The licensing structure for EventSentry is very straightforward. As mentioned before, there is a light version of EventSentry and a full-blown version. For the full version, you can purchase between one and 1000 licenses. If you need more, you can request a quote.
Free upgrades, bug fixes, and support are provided for the first year. If you wish to continue receiving upgrades, bug fixes, and support after the initial free 12 months, you can purchase an extension for only 18% of the cost. There is also a 60-day, money-back guarantee if you are not completely satisfied.
To find out more about the EventSentry licensing structure and pricing, see the EventSentry website.
I enjoyed many elements of EventSentry. First and foremost, it was extremely easy to install. I find it difficult to remember an easier monitoring software installation in my many years of being a sysadmin. Installation also didn’t take much time. I had EventSentry installed, monitoring, and reporting in well under 15 minutes.
EventSentry’s documentation and tutorials are also top notch. The community may not be as large as some out there, but the documentation is solid. It took less than a few minutes of searching on their site to find anything I needed.
PCI compliance is very complicated and open to interpretation. One of the great things about EventSentry is that it helps to be compliant and fulfills many requirements.
A nice little extra that I found while exploring this software was the responsive layout of the reporting module. In our increasingly mobile environments, it’s nice to be able to pull out your phone or tablet and be able to effectively navigate the reporting module.
Cons and room for improvement ^
I only found a few items I didn’t like about EventSentry. The first one was that you have to install an agent on each server. Although agents are small, easily deployed, and quite possibly more efficient, other monitoring software does not require them, thus making it faster to deploy.
The other inefficiency I found was that the reporting module was web based and the management console was a fat client.
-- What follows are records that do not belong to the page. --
PR #4578, opened 2017-02-22
Always set both SRIOV and ENA when Enhanced Networking is enabled

sodabrew:
Following up from #4312 - observing that there is no overlap between instances that support the SR-IOV network driver and the ENA network driver, and that a single AMI can support both drivers, it seems the simplest solution is that both types of networking should be enabled when Enhanced Networking = true.

Set SriovNetSupport to "simple". As of February 2017, this applies to C3, C4, D2, I2, R3, and M4 (excluding m4.16xlarge).

Set EnaSupport to true. As of February 2017, this applies to P2, R4, X1, and m4.16xlarge.

### DIFF
--- a/builder/amazon/common/step_modify_ebs_instance.go
+++ b/builder/amazon/common/step_modify_ebs_instance.go
@@ -17,16 +17,32 @@ func (s *StepModifyEBSBackedInstance) Run(state multistep.StateBag) multistep.St
 	instance := state.Get("instance").(*ec2.Instance)
 	ui := state.Get("ui").(packer.Ui)
 
-	// Set SriovNetSupport to "simple". See http://goo.gl/icuXh5
 	if s.EnableEnhancedNetworking {
-		ui.Say("Enabling Enhanced Networking...")
+		// Set SriovNetSupport to "simple". See http://goo.gl/icuXh5
+		// As of February 2017, this applies to C3, C4, D2, I2, R3, and M4 (excluding m4.16xlarge)
+		ui.Say("Enabling Enhanced Networking (SR-IOV)...")
 		simple := "simple"
-		_, err := ec2conn.ModifyInstanceAttribute(&ec2.ModifyInstanceAttributeInput{
+		_, err_iov := ec2conn.ModifyInstanceAttribute(&ec2.ModifyInstanceAttributeInput{
 			InstanceId:      instance.InstanceId,
 			SriovNetSupport: &ec2.AttributeValue{Value: &simple},
 		})
-		if err != nil {
-			err := fmt.Errorf("Error enabling Enhanced Networking on %s: %s", *instance.InstanceId, err)
+		if err_iov != nil {
+			err := fmt.Errorf("Error enabling Enhanced Networking (SR-IOV) on %s: %s", *instance.InstanceId, err_iov)
+			state.Put("error", err)
+			ui.Error(err.Error())
+			return multistep.ActionHalt
+		}
+
+		// Set EnaSupport to true.
+		// As of February 2017, this applies to C5, I3, P2, R4, X1, and m4.16xlarge
+		ui.Say("Enabling Enhanced Networking (ENA)...")
+		truthy := true
+		_, err_ena := ec2conn.ModifyInstanceAttribute(&ec2.ModifyInstanceAttributeInput{
+			InstanceId: instance.InstanceId,
+			EnaSupport: &ec2.AttributeBooleanValue{Value: &truthy},
+		})
+		if err_ena != nil {
+			err := fmt.Errorf("Error enabling Enhanced Networking (ENA) on %s: %s", *instance.InstanceId, err_ena)
 			state.Put("error", err)
 			ui.Error(err.Error())
 			return multistep.ActionHalt
--- a/builder/amazon/chroot/step_register_ami.go
+++ b/builder/amazon/chroot/step_register_ami.go
@@ -75,9 +75,14 @@ func (s *StepRegisterAMI) Run(state multistep.StateBag) multistep.StepAction {
 		registerOpts = buildRegisterOpts(config, image, newMappings)
 	}
 
-	// Set SriovNetSupport to "simple". See http://goo.gl/icuXh5
 	if config.AMIEnhancedNetworking {
+		// Set SriovNetSupport to "simple". See http://goo.gl/icuXh5
+		// As of February 2017, this applies to C3, C4, D2, I2, R3, and M4 (excluding m4.16xlarge)
 		registerOpts.SriovNetSupport = aws.String("simple")
+
+		// Set EnaSupport to true
+		// As of February 2017, this applies to C5, I3, P2, R4, X1, and m4.16xlarge
+		registerOpts.EnaSupport = aws.Bool(true)
 	}
 
 	registerResp, err := ec2conn.RegisterImage(registerOpts)
--- a/builder/amazon/common/step_source_ami_info.go
+++ b/builder/amazon/common/step_source_ami_info.go
@@ -101,7 +101,7 @@ func (s *StepSourceAMIInfo) Run(state multistep.StateBag) multistep.StepAction {
 
 	ui.Message(fmt.Sprintf("Found Image ID: %s", *image.ImageId))
 
-	// Enhanced Networking (SriovNetSupport) can only be enabled on HVM AMIs.
+	// Enhanced Networking can only be enabled on HVM AMIs.
 	// See http://goo.gl/icuXh5
 	if s.EnhancedNetworking && *image.VirtualizationType != "hvm" {
 		err := fmt.Errorf("Cannot enable enhanced networking, source AMI '%s' is not HVM", s.SourceAmi)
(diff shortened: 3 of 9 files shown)


ruzickap:
This is working fine... Thanks for it :-)
Now I can have "sriovNetSupport" and "EnaSupport" set for one AMI image:

```
$ aws ec2 describe-images --image-id ami-dxxxxxx3  --query 'Images[].EnaSupport' --region eu-west-1
[
    true
]

$ aws ec2 describe-image-attribute --image-id ami-dxxxxxx3  --attribute sriovNetSupport --region eu-west-1
{
    "SriovNetSupport": {
        "Value": "simple"
    },
    "ImageId": "ami-dxxxxxxx3"
}
```

sodabrew:
I've updated this PR to include the new EBS Surrogate builder from #4351

builder/amazon/common/step_modify_ebs_instance.go
```diff
@@ -17,16 +17,32 @@ func (s *StepModifyEBSBackedInstance) Run(state multistep.StateBag) multistep.St
...
+			return multistep.ActionHalt
+		}
+
+		// Set EnaSupport to true.
+		// As of February 2017, this applies to P2, R4, X1, and m4.16xlarge
+		ui.Say("Enabling Enhanced Networking (ENA)...")
+		truthy := true
+		_, err_ena := ec2conn.ModifyInstanceAttribute(&ec2.ModifyInstanceAttributeInput{
+			InstanceId: instance.InstanceId,
+			EnaSupport: &ec2.AttributeBooleanValue{Value: &truthy},
```
mwhooker: I think we should use `aws.Bool(true)` here, too

mwhooker:
I think this looks good. Will keep open for now for comments, but targeting for next release

mwhooker:
Is it possible one would want to create an AMI that has sriov support, but not ENA, or vice versa? Wondering if there's any possible reason we'd want to enable each individually. Perhaps if one type is not available in a specific region...

cbednarski:
Hey folks, thanks for the work and feedback on this PR! My gut is that if these are separate features in EC2 we should keep them as separate configs. I don't know what future scenarios may play out and I'm pretty cagey about hiding options that might be needed for compatibility.

From a billing perspective neither includes an additional charge.

Also for the config, my preference is for two binary options vs. select options. For example, I prefer:

```
elastic_networking: true
enhanced_networking: true
```

vs.

```
enhanced_networking: "ena"
```
or
```
enhanced_networking: "both"
```

The reason here is that the binary options are easier to handle for backwards compatibility if, for example, we end up with a third "enhanced networking" setting later on.

I also realize that there is an opportunity here to elide some of the details with respect to UX, but I don't know what's appropriate because I don't know why AWS makes a distinction here. For example they may phase out one of these enhanced networking flavors and that may make packer incompatible with a future generation of instances / VPC. In the case where each option is explicit we're more likely to be forward-compatible without having to release a packer update.

sodabrew:
Separate booleans seems reasonable to me, too:
```
elastic_networking: true
enhanced_networking: true
```

There's also a thing called an Elastic Network Interface, which is completely unrelated to the Elastic Network Adapter, so the specific naming might be confusing and require word-smithing, but the general idea of separate booleans sounds fine.

Shall I go ahead and make that change to keep this PR viable?

mwhooker:
yeah, if you change the PR I think we'll be good to go

cbednarski:
> There's also a thing called an Elastic Network Interface, which is completely unrelated to the Elastic Network Adapter, so the specific naming might be confusing and require word-smithing

Yeah I honestly get very confused by this also. I think the best way to handle this is to link from packer docs straight to the corresponding AWS docs so there's no confusion. Thanks for following up on this PR!

sodabrew:
A few new instance types just came available today, including I3. The I2 are SRIOV, the I3 are ENA. According to this table from the AWS docs, they do seem to view the different enhanced networking options as a single feature that manifest differently according to the instance type:

image

If that sways the discussion back towards having a single option, this PR could land as-is.


But for the suggested set of booleans, I am thinking of wordsmithing to these, with the feature of being greppable for 'enhanced' in both cases:

```
enhanced_networking: true/false
enhanced_networking_ena: true/false
```

And the docs will say that `enhanced_networking` means "enhanced networking with i82559vf driver" and `enhanced_networking_ena` means "enhanced networking with ENA driver".

sodabrew:
...I'm also having the worst time compiling my own packer. I'm sure I'm doing something wrong, but if I could ask for help with this... when I compile with `make bin`, I end up with a `packer` binary that shows a mis-matched version number / git commit, and doesn't have my changes in it, despite indicating my git revision from this branch.

cbednarski:
> When I compile with make bin, I end up with a packer binary that shows a mis-matched version number / git commit, and doesn't have my changes in it

@sodabrew You probably have more than one packer binary on your path, or the dev version is not in your path at all. Try `which -a packer`.

By default the one built by the makefile is placed in `$GOPATH/bin/packer`. You can either update your path to include something like `PATH=$GOPATH/bin:$PATH` so the version you built takes precedence, or `mv $GOPATH/bin/packer /usr/local/bin/packer`.

> According to this table from the AWS docs, they do seem to view the different enhanced networking options as a single feature that manifests differently according to the instance type

In this case I'm more OK with having these be a single option. Thanks for doing the research there! Will leave the final call to @mwhooker

sodabrew:
I am definitely executing the correct packer. Why would the git sha not reflect the code that is compiled? If I change the version number in version/version.go, and commit it locally, the resulting `packer` will reflect the local git sha, but not the version.go values nor the code on that branch.

mwhooker:
hmm, not sure I can help other than show you my set up

```
# git head
~/go/src/github.com/mitchellh/packer (master ✘)✭ ᐅ cat .git/refs/heads/master
e947a9504104ab53d8b89755a0495f82a10d48e6

# compile dev version
~/go/src/github.com/mitchellh/packer (master ✘)✭ ᐅ make dev
go get github.com/mitchellh/gox
go get golang.org/x/tools/cmd/stringer
go get github.com/kardianos/govendor
govendor sync
==> Removing old directory...
==> Building...
Number of parallel builds: 7

-->    darwin/amd64: github.com/mitchellh/packer
==> Copying binaries for this platform...

==> Results:
total 92048
-rwxr-xr-x  1 mwhooker  staff    45M Feb 24 16:54 packer

# version shows correct git sha + changes
~/go/src/github.com/mitchellh/packer (master ✘)✭ ᐅ packer version
Packer v0.12.3.dev (e947a9504104ab53d8b89755a0495f82a10d48e6+CHANGES)

# packer bin is in my gopath
~/go/src/github.com/mitchellh/packer (master ✘)✭ ᐅ which -a packer
/Users/mwhooker/go/bin/packer
~/go/src/github.com/mitchellh/packer (master ✘)✭ ᐅ echo $GOPATH
/Users/mwhooker/go
```

sodabrew:
Is the version number coming from some other plan that version/version.go? I set mine (local branch) as:
```
$ grep Version version/version.go
const Version = "0.12.3"
const VersionPrerelease = "ena"
```

When I compile, I get the git sha of the commit that sets VersionPrerelease = "ena", but the output is "dev":

```
$ packer  version
Packer v0.12.3.dev (20c6a4bbc8df32e8223b6ab66757022db2838fcc)

$ git show 20c6a4bbc8df32e8223b6ab66757022db2838fcc
commit 20c6a4bbc8df32e8223b6ab66757022db2838fcc
Author: Aaron Stone <astone@life360.com>
Date:   Tue Feb 21 13:30:21 2017 -0800

    Add VersionPrerelease = ena

diff --git a/version/version.go b/version/version.go
index 1de74a6..702741b 100644
--- a/version/version.go
+++ b/version/version.go
@@ -14,7 +14,7 @@ const Version = "0.12.3"
 // A pre-release marker for the version. If this is "" (empty string)
 // then it means that it is a final release. Otherwise, this is a pre-release
 // such as "dev" (in development), "beta", "rc1", etc.
-const VersionPrerelease = ""
+const VersionPrerelease = "ena"
```

This makes no sense right? What am I missing?

mwhooker:
yeah, not sure what's going on. You shouldn't have to change that, fwiw, though I assume you're just trying to confirm that you're running the binary you're building.

What OS are you running and how are you building it?

sodabrew:
Correct, I'm trying to generate a local build. I'm on Mac OS X. I'm using Go 1.7.5. Same situation with both `make dev` and `make bin` and also `go get [my github fork url]`.

mwhooker:
try adding `set -x` to the top of scripts/build.sh and gist the result.

sodabrew:
I figured it out: the build tools always _compile_ the contents of `$GOPATH/src/github.com/mitchellh/packer` regardless of which checkout path I was actually in, but they only _validate_ the contents of the local path, i.e. `scripts/gofmtcheck.sh` look at the local path only, but `gox` (and underlying go tools) look at the $GOPATH only.

Finally I have a build of my own changes! :)

mwhooker:
Gonna take this how it is now. We can always revisit if it causes problems

sodabrew:
Thank you!

Also thanks for your patience when I didn't RTFM - https://github.com/mitchellh/packer/blob/master/CONTRIBUTING.md#setting-up-go-to-work-on-packer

The interface was also clunky and difficult to navigate using your keyboard.
Response from NETIKUS ^
Upon completion of my trial for EventSentry, I decided to give some feedback to NETIKUS by taking their survey. I mentioned the same thoughts I put in this article, and I got a response very quickly. So I will have to add this as a “pro” for this company: quick and helpful feedback from the founder! Here’s what Ingmar Koecher had to say:
We currently use a hybrid approach for agent-based and agent-less monitoring. Windows machines are only monitored with agents, and unfortunately we don’t currently have plans to move to an agent-less architecture. Real-time log monitoring is a key component of EventSentry, something that is just not possible without agents (even if you read otherwise on the Internet). Developing agents is certainly more involved and sometimes a bit more difficult to deploy, but it is in, in our opinion, a far more reliable and efficient way to collect and store information (again, this applies mostly to collecting event log, log, and performance data). Have you had any difficult deploying the agents? Non–Windows machines are currently monitored using Syslog as well as SNMP, in which case no agents are being used.
We are considering a web-based management console, although there are no concrete plans yet. The management console is a native Windows app since it performs a variety of actions (e.g. built-in event viewer and agent deployment) that require direct access to Windows. In the distant future, we plan to add the ability to configure some parts of EventSentry using a web-based interface, especially for managing the filter rules.
Overall, I really enjoyed trying this software out. Given the risk-free 60-day trial, free support during that time, and easy installation, I would encourage anyone looking for an outstanding monitoring solution to give EventSentry a try. Thanks for reading!